*WHAT TO PRODUCE:*
Repeat exactly, please, the opening lines of the data below, through and including the line where "A few things" sits.

*INPUT FOR THIS TASK:*

↓↓↓

PR #770, opened 2022-01-11
[RORDEV-580] API design

coutoPL:


coutoPL:
@Dzuming review please :)

Dzuming:
I assume that it's just for test settings and auth mock now, but something Is broken in the case of the settings section :P 
image

A few things about auth services mocks:
1. From a Business/Api point of view, do we need `NOT_CONFIGURED` mock status? Should we treat an empty user list as `NOT_CONFIGURED` mock status or just an empty list? On the client-side, we assume that an empty list means that we need to show a user 
image

2.  About your question in a Jira, yes we still want to display this list, and in addition, we also want to show a list of "local_users": We have two cases here
-  Every local user is defined correctly  
image
- Some of the local user usernames are not recognized 
image
and we show information about it, and the user is able to free type username
image

coutoPL:
> I assume that it's just for test settings and auth mock now, but something Is broken in the case of the settings section :P !

yeah, it can be misleading. Swagger UI duplicates the endpoints when more than one tag per endpoint is added. Will remove "Settings" and "Auth Mock" tags.

> 1. ~From a Business/Api point of view, do we need `NOT_CONFIGURED` mock status? Should we treat an empty user list as `NOT_CONFIGURED` mock status or just an empty list? On the client-side, we assume that an empty list means that we need to show a user~
>    EDIT: I checked Jira discussion about it, and let's leave it as it is, we will just interpret  `NOT_CONFIGURED` and empty users list, the same way -> by showing the `Configure` button

From the backend perspective, an empty list of used and NOT_CONFIGURED mock are two different things. When mock is not configured, we ROR with 403 response will return IMPERSONATION_NOT_SUPPORTED. It means that when the request was forbidden, at least one auth rule could not support impersonation. And then it means, that the admin (the impersonator) cannot be sure that ROR will behave exactly the same when the user (the one we are impersonating) calls it. 

> 2. About your question in a Jira, yes we still want to display this list, and in addition, we also want to show a list of "local_users": 

OK, will add the endpoint for fetching users today.

But do we need to return static users and groups? Because from ES ROR perspective and our ACL there is no strict connection between users and groups (at least not for every static rule). Maybe we don't need them at all. 

> 3. Seems that status property will have only one `PRESENT` value, from a client perspective, after opening the `Impersonate` tab we need to perform check status action ('not_configured", 'expired", 'present") and perform a specific action based on it. Maybe we need additional  `GET /_readonlyrest/admin/config/test/status` endpoint to fetch current test settings status ?

`GET /_readonlyrest/admin/config/test` returns 200 with JSON body with field status with two possible values: `PRESENT`  and `TEST_SETTINGS_NOT_CONFIGURED` (see examples and schema). Moreover, in the case of TEST_SETTINGS_NOT_CONFIGURED there should be nullable filed `recent_settings`, so you can use it too.

Dzuming:
> But do we need to return static users and groups? Because from ES ROR perspective and our ACL there is no strict 
> connection between users and groups (at least not for every static rule). Maybe we don't need them at all.

yes, we can just don't show the groups column in this case :)

> GET /_readonlyrest/admin/config/test returns 200 with JSON body with field status with two possible values: PRESENT 
> and TEST_SETTINGS_NOT_CONFIGURED (see examples and schema). Moreover, in the case of 
> TEST_SETTINGS_NOT_CONFIGURED there should be nullable filed recent_settings, so you can use it too.

Ohh, you are right we have 2 statuses already, maybe you can also provide the third status, `TEST_SETTINGS_EXPIRED` ?

coutoPL:
> Ohh, you are right we have 2 statuses already, maybe you can also provide the third status, `TEST_SETTINGS_EXPIRED` ?

I'm not sure if we should do that. Look at the machine state diagrams:
msd

Currently, we have 2 states. If a new, third stage, the starting stage (NOT_CONFIGURED) will be active only at the beginning of usage of the feature. It shows that sth is wrong with the state machine. 

Currently:
* if state == PRESENT => there are active Test Settings applied
* if state == NOT_CONFIGURED && recent_settings == null => there are no Test Settings applied and never were
* if state == NOT_CONFIGURED && recent_settings != null => there are no Test Settings applied (== the settings were invalidated or TTL was reached)

If we don't want to distinguish between these two cases:
* Test Settings were invalidated by calling `DELETE /_readonlyrest/admin/config/test`
* Test Settings were auto-invalidated because TTL reached
I'd not change anything here

coutoPL:
I've added a new endpoint definition: `GET /_readonlyrest/admin/config/test/localusers`

Dzuming:
>  If a new, third stage, the starting stage (NOT_CONFIGURED) will be active only at the beginning of usage of the feature. It 
> shows that sth is wrong with the state machine.

the question is, is something wrong or we just don't have to transition to this state implemented :P (because we don't need it)

Now I know that we can receive information about test settings expiration but

> if state == NOT_CONFIGURED && recent_settings != null => there are no Test Settings applied (== the settings were 
> invalidated or TTL was reached)

That's true, but from my perspective (the person who will use it), this condition is problematic
1. It's not 100% true, because test settings are present, but not valid/TTL reached, maybe I understand `NOT_CONFIGURED` wrong way 🤔 
2. We probably will need to write it down somewhere the information, how to achieve a specific state (now, we will try to achieve a specific state based on state machine :P )

coutoPL:
> the question is, is something wrong or we just don't have to transition to this state implemented :P (because we don't need it)
> 
> Now I know that we can receive information about test settings expiration but

We can do it like this:
Screenshot 2022-01-13 at 21 35 03

But I'm not sure how from a UI perspective you want to represent these two states: NOT_CONFIGURED and EXPIRED.

From the backend point of view, the states would mean:
* NOT CONFIGURED - no Test Settings were configured yet or previously configured Tests Settings were invalidated by calling proper endpoint
* EXPIRED - Test Settings were configured but their TTL was reached and they are not active anymore

> Looks good, could you also add example when username is not recognised (I assume that it will be undefined value on the users list), the case when we want too display possibility to free type, username in the dialog

Before I answer, let's recap:
* We can have a local user from rules like `auth_key`, `groups` (`users` section)
* We can have external users from rules like `ldap_auth`, `external_authentication` (configured using Auth Mocks)
* We can have the rules above, but without Auth Mocks configured (not supported by impersonation until the Auth Mock is not configured)
* We can have rules that don't support authentication like `auth_sha1` fully hashed (not supported at all)
* anonymous access (no authentication rule in the block)

And that's all. It looks like we don't have a case where we cannot "recognize" users. For the sake of the last point, we need the field to enter the username manually by the admin. I think we are able to detect that the last option is possible, so if we need to show the field conditionally, we could do that.

----

I've just realized that we missed one thing. Simone wrote:
> In order to send this information to the front end, the impersonatable users extraction API response could include an array of problematic block names (each ACL block has a unique name string) that are found to be problematic due to the incompatible authentication rules value

So I'm going to add this to the API design.

Dzuming:
What we want to achieve from a client perspective is:
- When test settings are not configured -> show initialize test settings modal (we allow users to initialize test settings based on current settings)
- When tests settings are expired or invalidated -> show expired test settings modal (we allow users to initialize test settings based on current settings or activate invalidated/expired current test settings)

based on it

> NOT CONFIGURED - no Test Settings were configured yet or previously configured Tests Settings were invalidated by calling proper endpoint
> EXPIRED - Test Settings were configured but their TTL was reached and they are not active anymore

This approach won't allow us to implement UI and we need to leave your initial approach :) 

> if state == PRESENT => there are active Test Settings applied

>  if state == NOT_CONFIGURED && recent_settings == null => there are no Test Settings applied and never were

> if state == NOT_CONFIGURED && recent_settings != null => there are no Test Settings applied (== the settings were 

> invalidated or TTL was reached)

coutoPL:
@Dzuming 
1. OK, it looks like this should be a final state machine model of Tests Settings
Screenshot 2022-01-16 at 20 50 54

2. I've added a flag that indicates that there were "unrecognized" users
3. Did you see the warnings design? Is it ok?

Dzuming:
1. Looks good, thanks!
2. Looks good
3. Yes, I had a chance to see it, also looks good :P

coutoPL:
OK, great. So, we have a design of the API. I'm going to merge this and we can adapt the existing endpoints and implement the new ones. 

Thanks!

↑↑↑

*RESPONSE TO THE TASK:*
PR #770, opened 2022-01-11
[RORDEV-580] API design

coutoPL:


coutoPL:
@Dzuming review please :)

Dzuming:
I assume that it's just for test settings and auth mock now, but something Is broken in the case of the settings section :P 
image

A few things about auth services mocks:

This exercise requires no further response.